# Charles Marie Widor



## emiellucifuge

ONe of the most influential Organists in History, the French composer was assistant to Saint-Saens and successor of Franck.

He has 9 symphonies for organ alone. The 5th is a favorite of mine, with the famous toccata in the finale.

ANyone else?


----------



## Sid James

I have just acquired the Naxos cd of "organ favourites" by Widor. My first exposure to Widor was upon hearing the famous Toccata live in concert about 20 years ago. It's such a colourful and upbeat piece. I also like the _Symphony No. 5_ which it concludes. It begins with a theme and variations, then a slow movement which hints at the theme of the finale, then the final Toccata: Allegro. A very unified piece. & probably quite innovative: Vaughan Williams used basically the same format in his Symphony No. 8 (1950's), except he inserted a scherzo.

Of the other pieces on the cd, I especially enjoyed the slow movement of the_ Symphony No. 4_ - very simple & lyrical. Also, the opening movement of _Symphony No. 6_, which has this amazing crescendo (very virtuostic). The slow movement from the _Symphonie Gothique_ has this meditative feel, appropriate for a large cathedral of the title. Widor's _Bach Memento _is also interesting, it includes transcription's of Bach's pieces, as well as more free (Lisztian?) fantasias based upon them.

I really enjoyed this disc and look forward to attending some organ recitals where I hope the organist will play a piece of two by this great composer. Hugely influential, he taught people like Dupre and Schweitzer. He also knew all of the great composers of the time - Rossini, Liszt, Meyerbeer & Saint-Saens. A person who really dedicated his life to music, and in particular, the organ (king of instruments, no less)...


----------



## TresPicos

Widor also wrote some really good chamber music.

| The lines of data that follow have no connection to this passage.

PR #17508, opened 2023-01-31
Convert store.js to typescript and redux toolkit

brad-decker:
## Explanation
Switches the store from using the redux 'createStore' method to the configureStore method from reduxjs/toolkit. The toolkit configureStore methods has a lot of good features and type inference and we want to generally adopt more of the reduxjs/toolkit features. 

There are two changes that needed to be made in order to get this passing in E2E:

By default configureStore loads two middleware that we did not previously use:
1. serialzableCheck middleware -- checks if the state keys are serializable thus can be persisted in browser state for rehydration.
2. immutableCheck middleware -- checks that state is immutable and not mutated.

These two middleware should be incrementally adopted, but for now they are disabled, and in the case of immutableCheck only enabled in dev mode. I had to specify a higher warnAfter level because our actions take longer than expected to check (32ms -> 80ms) we can lower that number overtime. 

While not *technically* part of this work, the inclusion of a few baseline entries in the state tree type will  aid the action typescript conversion pr. 

** In addition ** 
I made a minor change to the metamask duck to allow typescript to infer the shape of its state, though this should also have no functional impact. 

## Manual Testing Steps
1. Pull branch
2. `yarn`
3. `yarn start`
4. etiher with or without redux devtools, perform a number of actions
5. confirm no change in behavior.

## Pre-merge author checklist

- [x] I've clearly explained:


ui/store/store.ts
```diff
@@ -0,0 +1,132 @@
...
+ *
+ * TODO: Replace this
+ */
+export interface TemporaryMessageDataType {
+  id: number;
+  type: string;
+  msgParams: {
+    metamaskId: number;
+    data: string;
+  };
```
DDDDDanica, line 24: is there other keys like `origin`, `from`, `version` missing in this type?

brad-decker: Yes, I aimed for the minimal typing because we want to make this type more robust when we hit the background data layer, this was like MVP for getting types that work in actions.ts

DDDDDanica: gotcha!

DDDDDanica (approved):

ui/ducks/metamask/metamask.js
```diff
@@ -23,39 +23,55 @@ import {
...
+/**
+ * Temporary types for this slice so that inferrence of MetaMask state tree can
+ * occur
+ *
+ * @param {typeof initialState} state - State
+ * @param {any} action
+ * @returns {typeof initialState}
+ */
+export default function reduceMetamask(state = initialState, action) {
+  // I don't think we should be spreading initialState into this. Once the
```
pedronfigueiredo, line 66: These are great notes. Does it make sense to capture them in a ticket instead of or apart from this comment?

brad-decker: Yeah, i'll create a ticket now.

brad-decker: https://github.com/MetaMask/metamask-extension/issues/17578

pedronfigueiredo (approved):

PR #17512, opened 2023-01-31
Dead and redundant code removal

brad-decker:
## Explanation
Removes a number of unnecessary, and/or dead actions and their usages. I have separated this description into parts to help talk about each.

### App slice/duck
1. We had a number of keys in 'accountDetail' object that were no longer used, such as 'subview' which appears to have been used for routing at one point. Another one is 'export'
2. We had a loadingMethodData value that was never actually being used.
3. We were handing an action SHOW_ACCOUNT_DETAIL that did not need to be in this slice because the thunk that dispatched that action handled all necessary state changes by calling into the background.

### MetaMask slice/duck
This slice is not meant to contain state that is managed in redux by UI but rather is a reflection of the state in the background, a number of actions that were in here are what we might consider "optimistic updates" because they update the metamask state *possibly* before the state changes in the background. The only time this might be necessary is if the update takes a considerably long time. In my testing removing these methods did not have an appreciable impact on UI.

### actions file
Some of the changes to this file are just removing calls to actions that are no longer needed, with one exception and that is the 'showAccountDetail' thunk. This thunks name makes it sound like its showing some kind of detail that wasn't previously visible, but in fact all its doing is setting the active account which makes its values visible in the main UI. I renamed it, though there is now a bit of a discrepancy between 'setSelectedAccount' and 'setSelectedAddress' that we will need to figure out in a future PR. 

## Manual Testing Steps
1. pull branch
2. `yarn`
3. `yarn start`
4. Test some of the actions that were removed that duplicated updates "optimistically" such as changing preferences, feature flags, blockies, changing your network, etc.
5. Ensure no functional changes

## Pre-merge author checklist

- [x] I've clearly explained:


DDDDDanica (dismissed):

DDDDDanica:
💯 thanks for doing the clean ups ！

DDDDDanica (dismissed):

DDDDDanica (approved):

pedronfigueiredo (approved):

PR #41, opened 2024-11-04
CSW Plotting Function

abigailbishop:
Adds a CSW plotting function to standard_reco.py. Added an option to get_csw to return the final waveforms for each channel as they were after being modified and right before being added to the CSW. These CSW components are required by the plotting script.


marcomuzio:
Hi @abigailbishop, thanks for putting this together seems like it's almost ready! I have a few thoughts. 

I think that a script that takes the run and event number as arguments would be helpful and should probably live in `FiveStation/scripts/L2`? Any helper plotting function probably belongs in `framework/data_visualization.py`. 

My main concern is whether this requires us to perform a full reconstruction to use? One could imagine reading in the L2 results for an event, getting its theta/phi/distance for the max corr and the handing that to a function which plots the corresponding CSW. That might be useful to better reproduce the L2 results, instead of relying on the reco to return the same results (which maybe it wouldn't if we didn't reco over the same maps again).

abigailbishop:
Thanks Marco and sorry for the delay in getting back to this. 

I moved the plotting function to `framework/data_visualization.py` and I changed the CSW calculation function to take the `theta` and `phi` values needed for the arrival delays calculated via reconstruction directly as function parameters instead of passing `reco_results` and accessing the theta and phi through that object. 

I can work on the script that takes a run and event number and returns the CSW, though it'll take some time to write something that'll find the waveforms for an event given our `/data/exp/ARA/{year}/L1/{pct}pct/{station}/{day}/run{run}/event{run}.root` organization scheme. If we already have something like this in AraProc or FiveStation, that would make this much easier. We also need to have a way to map entry numbers to event numbers in the 10pct samples.

abigailbishop:
Also, which file do you suggest this CSW plotter helper function should live in? `FiveStation/fivestation/visualize.py`?

marcomuzio:
Hi Abby, thanks for making these changes! Will take a closer look after I land today. For now, I think that `visualize.py` seems a sensible place to put the helper function. For some inspiration on how to find the files, take a look at [here](https://github.com/ara-software/FiveStation/blob/380c188e4f5585bfb659f6949f731649202787f8/scripts/L2/getEventSummary.py#L24). `glob` is your friend, just need to wildcard over the directories you want to search basically. Also, to the extent possible we should only work in terms of the `event_number`. That is also done in the same script [here](https://github.com/ara-software/FiveStation/blob/380c188e4f5585bfb659f6949f731649202787f8/scripts/L2/getEventSummary.py#L43).

marcomuzio:
Hey Abby, sorry did you commit the changes you mentioned above? I don't see them here.

abigailbishop:
No sorry I didn't push them to GitHub. Just pushed but now I need to move the csw plotter to the other repo

abigailbishop:
Okay I think that's all the updates needed to AraProc so, unless you have more suggestions, I'm done with this PR and will switch to a CSW PR for FiveStation

marcomuzio:
Nope, all looks good to me! I think we can merge.

PR #44, opened 2024-11-04
Fixed min depth corr calculation.

marcomuzio:
Accounted for the fact that the max correlation can be above the ice surface by removing the `z_thresh` condition. Fixed the calculation across maps to use the maximum correlation value across all maps as the reference value. Fixed the A1 calpulser radius.

### DIFF
--- a/araproc/analysis/standard_reco.py
+++ b/araproc/analysis/standard_reco.py
@@ -96,7 +96,7 @@ class StandardReco:
         # so look that up
 
         self.calpulser_r_library = {
-            100 : "49.48",
+            100 : "48.02",
             2 : "42.86",
             3 : "41.08",
             4 : "52.60",
@@ -754,11 +754,10 @@ class StandardReco:
         
         return surf_corr_ratio, max_surf_corr_result, max_corr_result
 
-    def min_frac_corr_depth(self, corr_map, fraction=0.6, z_thresh=0):
+    def min_frac_corr_depth(self, corr_map, max_corr, fraction=0.6):
         """
         Finds the shallowest depth where correlation meets a specified fraction of the maximum correlation,
         using 'theta' to calculate depth and adjusting by the average z-coordinate of antennas.
-        Ensures the result remains below the specified depth threshold (z_thresh).
 
         Parameters
         ----------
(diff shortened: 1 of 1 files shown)


araproc/analysis/standard_reco.py
```diff
@@ -96,7 +96,7 @@ def __init__(self,
         # so look that up
 
         self.calpulser_r_library = {
-            100 : "49.48",
+            100 : "48.02",
```
clark2668, line 99: Is this intended? It keeps changing....

araproc/analysis/standard_reco.py
```diff
@@ -803,16 +801,13 @@ def min_frac_corr_depth(self, corr_map, fraction=0.6, z_thresh=0):
                     depth = radius * math.sin(math.radians(theta)) + avg_z
                     
 
-                    # Ensure min_depth does not exceed z_thresh
-                    if depth > min_depth and depth <= z_thresh:
+                    # Update min_depth 
+                    if depth > min_depth:
```
clark2668, line 805: This goes the right way? In case depth is a negative number?

AlanSalcedo: Right. I remember this is sweeping downward from the surface (really from z_threshold). Maybe we need to sweep up for negative depths? 

I can do that today if you want

clark2668: I don't have strong opinions about which way you go! I'm really asking about the sign convention I guess.

araproc/analysis/standard_reco.py
marcomuzio: Yes, this is restoring the value that was changed in [PR#42](https://github.com/ara-software/AraProc/pull/42). I did this based on the values Alex said to ignore/take seriously.

araproc/analysis/standard_reco.py
marcomuzio: This should be right I think. A more negative depth is closer to Earth's center and you want the shallowest (i.e. most positive) depth where the conditions are satisfied.

marcomuzio:
All happy with this?

araproc/analysis/standard_reco.py
clark2668: Okay, then sounds good

araproc/analysis/standard_reco.py
clark2668: Okay, great

clark2668:
Merging sounds good to me!

AlanSalcedo:
Looks good to me. Thanks Marco!

marcomuzio:
Thanks guys!

PR #45, opened 2024-11-05
Known bad runs and bad events by unix time

AlanSalcedo:
Bad runs are identified from lists containing known bad runs. Here's where I got them from:

https://github.com/abigailbishop/MF_filters/blob/main/tools/ara_known_issue.py#L27

All events in a bad run are marked as bad in one go. 

Individual bad events are identified by their unixTimes. I added the ones for A2/3 also from:

https://github.com/abigailbishop/MF_filters/blob/main/tools/ara_known_issue.py#L27

These are identified in an event-by-event basis.

Main changes live in: ara_known_issues.py and bad_run_quality_cut.py. All other files are lists with known bad runs.

Note the comment in L443 of ara_known_issues.py:

        Year = np.arange(2014, 2020, dtype = int) #ASG: What years?

I need to create known bad run files for years 2020-2023.

Also note hardcoded paths: 

'/home/alansalgo/ARA/AraProc/araproc/analysis/data/Data_processing_and_storage_plan/'

Do we want to create a $dataPath later?


AlanSalcedo:
Also do we want the quality cuts in AraProc or FiveStation?

marcomuzio:
Sorry I forgot to comment here. Both of these cuts should go into the cuts.py module of FiveStation. The bad run cut should pull from the run_logs directory. So the user may need to point the Cuts class to where those are.

marcomuzio:
But also, maybe I don't understand the bad unix times thing exactly either. I naively thought this was to remove specific periods of time from the analysis not individual events?

PR #48, opened 2024-11-08
make finding the surface correlation value faster

clark2668:
This uses the ROOT internal functions to find the surface correlation value, which is substantially faster than the manual for loops in python. This runs in ~3.5E-5 seconds/map, where manually looping takes 0.17 seconds/map. For loops in python are evil! :)

### DIFF
--- a/araproc/analysis/standard_reco.py
+++ b/araproc/analysis/standard_reco.py
@@ -582,34 +582,22 @@ class StandardReco:
         if hist is None:
             raise ValueError("The 'map' key was not found in corr_map.")
         
-        surf_corr_values = []
-        corr_bins = []
-
-        # Loop through the bins and store values within theta range
-        for x_bin in range(1, hist.GetNbinsX() + 1):
-            for y_bin in range(1, hist.GetNbinsY() + 1):
-                theta = hist.GetYaxis().GetBinCenter(y_bin)
-                phi = hist.GetXaxis().GetBinCenter(x_bin)
-                corr = hist.GetBinContent(x_bin, y_bin)
-                if theta_min <= theta <= theta_max:
-                    surf_corr_values.append(corr)
-                    corr_bins.append((x_bin, y_bin))
-
-        # Identify maximum surface correlation
-        if not surf_corr_values:
-            raise RuntimeError("No correlation values found in the specified theta range.")
+        # set the range of the histogram to only be where it's relevant
+        theta_min_bin = hist.GetYaxis().FindBin(theta_min)
+        theta_max_bin = hist.GetYaxis().FindBin(theta_max)
+        hist.GetYaxis().SetRange(theta_min_bin+1, theta_max_bin-1)
         
-        # Check for NaNs
-        if np.isnan(surf_corr_values).any():
-            raise ValueError("surf_corr_values contains NaN values.")
+        # locate the peak in that range, and return the location
+        _peakZ = ctypes.c_int()
+        _peakTheta = ctypes.c_int()
+        _peakPhi = ctypes.c_int()
+        hist.GetMaximumBin(_peakPhi, _peakTheta, _peakZ)
+        max_phi = hist.GetXaxis().GetBinCenter(_peakPhi.value)
+        max_theta = hist.GetYaxis().GetBinCenter(_peakTheta.value)
+        max_surf_corr = hist.GetMaximum()
 
-        # Calculate maximum and index
-        max_surf_corr = np.max(surf_corr_values)
-        max_idx = np.argmax(surf_corr_values)
-        max_bin = corr_bins[max_idx]
-        
-        max_theta = hist.GetYaxis().GetBinCenter(max_bin[1])
-        max_phi = hist.GetXaxis().GetBinCenter(max_bin[0])
+        # reset the range
+        hist.GetYaxis().SetRange(0,0)
 
         return max_surf_corr, max_theta, max_phi
 


araproc/analysis/standard_reco.py
```diff
@@ -582,34 +583,22 @@ def get_surface_corr_max(self, corr_map, z_thresh=-10):
...
-                    surf_corr_values.append(corr)
-                    corr_bins.append((x_bin, y_bin))
-
-        # Identify maximum surface correlation
-        if not surf_corr_values:
-            raise RuntimeError("No correlation values found in the specified theta range.")
+        # set the range of the histogram to only be where it's relevant
+        theta_min_bin = hist.GetYaxis().FindBin(theta_min)
+        theta_max_bin = hist.GetYaxis().FindBin(theta_max)
+        hist.GetYaxis().SetRange(theta_min_bin+1, theta_max_bin-1)
```
marcomuzio, line 589: Why the +1 and -1? I wonder if this would be more straight forward with `hist.GetYaxis().SetRangeUser(theta_min, theta_max)`? But maybe the approximations it makes are a problem.

araproc/analysis/standard_reco.py
```diff
@@ -791,20 +780,15 @@ def min_frac_corr_depth(self, corr_map, max_corr, fraction=0.6):
 
         min_depth = -float('inf')  # Initialize to find the shallowest depth (least negative)
```
marcomuzio, line 781: Can we move this to an `else` below now? I think it'll just be a little clearer that way now.

araproc/analysis/standard_reco.py
```diff
@@ -5,6 +5,7 @@
 import ROOT
 from scipy.interpolate import Akima1DInterpolator
 import itertools
+import time
```
marcomuzio, line 8: Maybe we should drop this now that it's not being used?

araproc/analysis/standard_reco.py
marcomuzio: Neat trick btw!

marcomuzio:
Thanks for making these changes Brian! I left a few small comments, but I think it looks good to merge.

araproc/analysis/standard_reco.py
```diff
@@ -582,34 +583,22 @@ def get_surface_corr_max(self, corr_map, z_thresh=-10):
...
-        # Identify maximum surface correlation
-        if not surf_corr_values:
-            raise RuntimeError("No correlation values found in the specified theta range.")
+        # set the range of the histogram to only be where it's relevant
+        theta_min_bin = hist.GetYaxis().FindBin(theta_min)
+        theta_max_bin = hist.GetYaxis().FindBin(theta_max)
+        hist.GetYaxis().SetRange(theta_min_bin+1, theta_max_bin-1)
         
-        # Check for NaNs
-        if np.isnan(surf_corr_values).any():
```
marcomuzio, line 603: I actually have been getting this error sometimes. Do you know why? Is it safe to remove this?

araproc/analysis/standard_reco.py
clark2668: I think it's the approximations that are biting me here. Somehow using the SetRange functions (either in bin space or user space) doesn't precisely replicate the for loop, and I'm not sure why. The +1 and -1 was the only way I got this to replicate the for loop exactly.

clark2668: I'm not sure what to do about it. Any thoughts?

araproc/analysis/standard_reco.py
clark2668: Yup, will do

araproc/analysis/standard_reco.py
clark2668: I have absolutely no idea why this would happen...

marcomuzio: Ya this is weird, it looks like it would only happen if the map itself had nans in it. I guess that's not the RTC behavior?

clark2668: That's right. The map should never have nan's in it...

clark2668: If it does, I'd like to know so I can address it. Can you identify a specific event where this is firing?

marcomuzio: It fires on some bad quality events, but it also fired on event index 5 of run 5406 on A5 which is apparently a good quality event.

marcomuzio: This is the path if you want to check it out `/data/exp/ARA/2019/blinded/L1/ARA05/0605/run005406/event005406.root`

marcomuzio: Nevermind, I can't reproduce this. Maybe AraRoot was being recompiled or something and it got borked.

araproc/analysis/standard_reco.py
```diff
@@ -572,44 +572,30 @@ def get_surface_corr_max(self, corr_map, z_thresh=-10):
...
-                corr = hist.GetBinContent(x_bin, y_bin)
-                if theta_min <= theta <= theta_max:
-                    surf_corr_values.append(corr)
-                    corr_bins.append((x_bin, y_bin))
-
-        # Identify maximum surface correlation
-        if not surf_corr_values:
-            raise RuntimeError("No correlation values found in the specified theta range.")
+        # set the range of the histogram to only be where it's relevant
+        binwidth = (hist.GetYaxis().fXmax - hist.GetYaxis().fXmin) / float(hist.GetYaxis().fNbins);
```
clark2668, line 584: Sorry, why not `hist.GetYaxis().GetBinWidth(<some_bin>)`?

clark2668 (commented):
Made a small change request

araproc/analysis/standard_reco.py
clark2668: I think you did this.

marcomuzio:
Is this set?

PR #49, opened 2024-11-08
Fix Occasional Sign Error in CSW Fine Tuning 

abigailbishop:
For the CSW, for channels with a channel number greater than the reference channel, you need to multiply the time array of the cross correlation results by -1 so you're comparing the current channel's signal timing to the reference channel's timing, not vice versa. This is because AraRoot always calculated cross correlations by comparing lower numbered channels with respect to higher numbered channels.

His _Suite for flute and piano (op 34)_ and his _Piano trio (op 19)_ are very enjoyable.


----------



## Sebastien Melmoth

Andre said:


> _Symphonie Gothique_


Check Ben van Oosten's Widor cycle:

http://www.amazon.com/s/ref=nb_sb_noss?url=node=85&field-keywords=oosten+widor+md&x=0&y=0


----------



## nefigah

Sebastien Melmoth said:


> Check Ben van Oosten's Widor cycle:
> 
> http://www.amazon.com/s/ref=nb_sb_noss?url=node=85&field-keywords=oosten+widor+md&x=0&y=0


I just went ahead and ordered one of these discs. I've heard Widor in recitals before, but never owned any recordings. He's no J.S. Bach (though he thought he was) but he was certainly important to late repertoire.


----------



## nefigah

Update: The van Oosten disc arrived, and I must say the renditions are quite excellent. I've heard Widor in recitals before, of course (if you go to many organ recitals, it's a given), but Oosten's sound is uniquely suited to these romantic works. The registration is incredibly varied yet always tasteful, the dynamics are wonderful, and in general I would recommend it in a heartbeat. Thanks for telling me about him!


----------



## Sebastien Melmoth

Widor was important in his own space-time; but Vierne is spectacular!

http://www.amazon.com/VIERNE-101-The-Short-Course/lm/R2GW5PRV88O4HD/ref=cm_lm_byauthor_title_full


----------



## science

The entire symphony #5 is good.


----------



## Roger Knox

I'm just starting to listening to Widor's music -- besides his organ works. The Fantaisie for Piano and Orchestra, op. 62 is good, but those by Saint-Saens and Debussy are better IMO. Does anyone have recommendations for non-organ Widor compositions?


----------



## CarlosHunter

*Charles Marie Widor?*

ONe of the most influential Organists in History, the French composer was assistant to Saint-Saens and successor of Franck.

He has 9 symphonies for organ alone. The 5th is a favorite of mine, with the famous toccata in the finale.

ANyone else?


----------



## Ekim the Insubordinate

I love Widor - the John Grew recording of his 5th and 9th symphonies is one of my most played organ recordings.


----------



## JAS

I have the Oosten set also. As is probably pretty common, I heard the toccata on its own first, which made me look further into his work.


----------



## Guest

JAS said:


> I have the Oosten set also. As is probably pretty common, I heard the toccata on its own first, which made me look further into his work.


My mother and father had that Toccata played in place of a wedding march at St. Mary's Cathedral, Sydney, in 1949!! It has become a bit of cliche today, but Widor did compose some wonderful work. I love the church organ anyway.


----------



## kineno

CarlosHunter said:


> ONe of the most influential Organists in History, the French composer was assistant to Saint-Saens and successor of Franck.
> 
> He has 9 symphonies for organ alone. The 5th is a favorite of mine, with the famous toccata in the finale.
> 
> ANyone else?


There are actually 10 symphonies for organ alone- the last 2 being titled "Gothique" and Romane."


----------